Cincinnati, Ohio, July 11, 2017 — Eagle Financial Bancorp, Inc. (the "Company"), the holding company for Eagle Savings Bank (the "Bank"), announced today that the completion of its stock conversion had been extended until Thursday, July 27, 2017 to allow additional time to finalize the closing of the transaction. Shares of the Company's common stock would then be expected to begin trading on the NASDAQ Capital Market under the symbol "EFBI."

The Company will provide more information as soon as it is available.  You may also call the stock information center at (877) 892-9472 (toll free) between 10:00 a.m. and 4:00 p.m., Eastern Time, Monday through Friday, except weekends and bank holidays.

Forward-Looking Statements

Certain statements contained herein are "forward-looking statements" within the meaning of Section 27A of the Securities Act of 1933 and Section 21E of the Securities Exchange Act of 1934.  Such forward-looking statements may be identified by reference to a future period or periods, or by the use of forward-looking terminology, such as "may," "will," "believe," "expect," "estimate," "anticipate," "continue," or similar terms or variations on those terms, or the negative of those terms.  Forward-looking statements are subject to numerous risks and uncertainties, including, but not limited to: general economic trends, changes in interest rates, increased competition, changes in consumer demand for financial services, fiscal and monetary policies of the U.S. Government, and changes in government regulations affecting financial institutions, including regulatory compliance costs and capital requirements.

Readers are cautioned not to place undue reliance on any such forward-looking statements, which speak only as of the date made.  The factors listed above could affect the Company's financial performance and could cause the Company's actual results for future periods to differ materially from any opinions or statements expressed with respect to future periods in any current statements.  The Company does not undertake and specifically declines any obligation to publicly release the results of any revisions, which may be made to any forward-looking statements to reflect events or circumstances after the date of such statements or to reflect the occurrence of anticipated or unanticipated events, except as required to be reported under the rules and regulations of the United States Securities and Exchange Commission.

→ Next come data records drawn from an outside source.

PR #2789, opened 2026-01-15
Mutable byte slice support

### LINKED ISSUE #1974: Ability to share data across FFI without a copy
We've been exploring using UniFFI for our updated version of a core library to make things easier on us than using straight C FFI code & hand written wrappers. Problem is we have some parts of the code where we'd want to minimize overhead due to low latency video use cases. So ideally when sharing something like an object (interface struct with a `Vec<u8>` inside for example) we'd want to be able to get the ptr/len to let the foreign swift/etc code do the final copy, avoiding the copy happening at FFI level as well.

ladvoc:
Still WIP and incomplete.

Closes #1974


skeet70:
Was this superseded by  https://github.com/mozilla/uniffi-rs/issues/2864 and its PRs?

mhammond:
> Was this superseded by https://github.com/mozilla/uniffi-rs/issues/2864 and its PRs?

Yeah, I think we might as well close this one.

PR #2792, opened 2026-01-16
Fixes for renaming types inside submodules

bendk:


mhammond:
oh, and seeing you need to fix a merge conflict, maybe a changelog would be good too!

Issue #2686, opened 2025-10-04
New bindgen test fixtures


bendk:
Our test fixtures are nice because they're fairly complete, but I think there's a better version to be had.  I've been experimenting with some [new fixtures in uniffi-bindgen-gecko-js](https://searchfox.org/firefox-main/source/toolkit/components/uniffi-bindgen-gecko-js/uniffi_bindings_tests) and I think we should move those into the main tree.

The new tests exist in 2 crates: a main testing crate and a second crate to test external types.  The main crate has a bunch of features that bindings authors can enable one-by-one.  Each feature enables a single module that focuses on a specific UniFFI feature.  Features start very basic, like [calling a function](https://searchfox.org/firefox-main/source/toolkit/components/uniffi-bindgen-gecko-js/uniffi_bindings_tests/src/simple_fns.rs) and [handling primitive types](https://searchfox.org/firefox-main/source/toolkit/components/uniffi-bindgen-gecko-js/uniffi_bindings_tests/src/primitive_types.rs) and extend to complex features like [trait interfaces](https://searchfox.org/firefox-main/source/toolkit/components/uniffi-bindgen-gecko-js/uniffi_bindings_tests/src/trait_interfaces.rs).

Tests are not intended to represent real-world scenarios.  Instead they try to exercise  different requirements in a logical order with the least number of cases needed.  For example, the [records test](https://searchfox.org/firefox-main/source/toolkit/components/uniffi-bindgen-gecko-js/uniffi_bindings_tests/src/records.rs) has a case for with lifting/lowering records with primitive values, then a case for lifting/lowering nested records.

These tests aren't perfect, but I like the overall structure.  It found nice for developing uniffi-bindgen-gecko-js for a few reasons:
  - You can build up your bindgen code step-by-step.  Start by enabling the `simple_fns` feature and test that you can make rust calls.  Then move to primitive types, records, and keep going until you have all the features covered.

A registration statement relating to the Company's common stock has been filed with the United States Securities and Exchange Commission.  This press release is neither an offer to sell nor a solicitation of an offer to buy Company common stock.  The offer is made only by means of the written prospectus forming part of the registration statement (and, in the case of the subscription offering, an accompanying stock order form).

The shares of common stock of the Company are not savings accounts or savings deposits, may lose value and are not insured by the Federal Deposit Insurance Corporation or any other government agency.